Dawn, Dusk, and Midday

Vacillations in how we feel are part of life, particularly now as the planet lives through a pandemic. We have unexpectedly come face to face with potential illness and mortality, as well as the relative shortness of one lifetime. It can shake our emotional foundations. Yet, wherever we are on the timeline of life, most of us gradually reach some kind of resolution. We come to terms with life and death. The wisdom of the ages reaches into our souls and awakens awareness. We realize time is an illusion and if we don’t fully immerse ourselves in “now,” we miss both the mundane and spiritual impacts of life. This is the soul’s journey, right now being played out on a world canvas, as we pass from dawn to dusk and finally see the full illumination of midday (or the “present moment”).

We may not entirely recognize what is happening yet, but the trajectory of the years ahead is the soul’s emergence in the world as full awareness. Within the mystery that is earthly life, each human being comes to that moment of awakening to, acceptance of, and engagement with life “as is.” This particular time in history is showcasing the personal journey on a global scale. In a pandemic, no one escapes or gets out untransformed; same with human life. It may seem dire and perhaps depressing on one level, but from the soul’s viewpoint, there is no real difference between life and death. It is all universal consciousness experiencing itself, beyond time and space. It may take a lifetime to realize this, but it arises within us eventually.

As someone who has been diagnosed with breast cancer, I have felt a multitude of reactions, from initial panic to inner peace. Peace being the most prevalent and sustaining. Primarily because it arises from my soul. The identity can get caught up in future fears or “what ifs.” The soul is embodied spirit vision; it knows that at the center of all life is a loving peace that transmutes all transitory fear. On the cancer path, through the ups and downs of treatment, I have at times felt weighed down or lost.
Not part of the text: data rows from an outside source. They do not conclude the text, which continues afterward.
PR #5857, opened 2021-05-22
[NON-MODULAR][TM-FIRST] Cryopods can now store items.

ZephyrTFA:
## About The Pull Request

Cryopods no longer drop all of your items on the ground when you go into cryosleep.

## Why It's Good For The Game

See above.

## Changelog
:cl:
add: Cryopods can store items; and their control computer can dispense them.
/:cl:

### DIFF
--- a/code/game/machinery/cryopod.dm
+++ b/code/game/machinery/cryopod.dm
@@ -24,6 +24,9 @@ GLOBAL_LIST_EMPTY(cryopod_computers)
 
 	// Used for logging people entering cryosleep and important items they are carrying.
 	var/list/frozen_crew = list()
+// Skyrat Edit Addition - Cryostorage stores items.
+	var/list/frozen_item = list()
+// Skyrat Edit End
 
 	var/storage_type = "crewmembers"
 	var/storage_name = "Cryogenic Oversight Control"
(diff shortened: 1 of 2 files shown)


capsaicinz:
i absolutely agree with this. i don't understand at all why they thought it'd be a good idea to merge that drop item thing.

GoldenAlpharex:
Just to be clear, can just about anyone pick up those items from the computer...?

ZephyrTFA:
> 
> 
> Just to be clear, can just about anyone pick up those items from the computer...?

Huh, good point.

GoldenAlpharex:
> > Just to be clear, can just about anyone pick up those items from the computer...?
> 
> Huh, good point.

I have no clue how it was originally implemented, but I feel like making it so it's only people of at least the same access level as the one that was on your card would have access to your stored items.

ZephyrTFA:
> 
> 
> Just to be clear, can just about anyone pick up those items from the computer...?

Problem solved.

YakumoChen:
> 
> 
> i absolutely agree with this. i don't understand at all why they thought it'd be a good idea to merge that drop item thing.

Because TG is more action oriented, with short rounds. Most of the people cyroing are likely to be assistants anyway, and it prevents any important items (like theft objectives) from being lost somehow.

It works better on TG because TG plays much different than Skyrat, and it's better for that style of gameplay.

NullDagaf:
> i absolutely agree with this. i don't understand at all why they thought it'd be a good idea to merge that drop item thing.

Round removal of objective items, hard-to-get gear (see - mining), etc.
Although we don't have objectives so it shouldn't be that big of an issue.

Gandalf2k15:
Seems good, tested in game. Well done lad.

Yet when another day dawns, my spirits rise again; I am re-centered in the peace at my core, the sun lighting up my solar plexus.

Nature has proven to be my greatest ally as I navigate life day to day. Nature is all-inclusive: dawn, dusk, and midday. When we embrace Nature in its entirety, we recognize that all three experiences are really one, and we are One with Nature. In every moment, beginnings and endings exist—a full spectrum of possibility. A perfect design is unfolding, of which we are part. As I open my eyes each morning, I can see this clearly; my sustaining inner peace makes this possible.

So I learn as I go, as I live the diverse experiences of my life. We all learn this way. And we all end up in the same place, because we all came from the same place: infinite consciousness or beingness. Whatever name you give it, it guides us every step of the way in our lives. It is who we are, and our life experiences teach us this. At the end of each day/night, we feel the full circle within us, the golden light of peace that is always bringing us Home.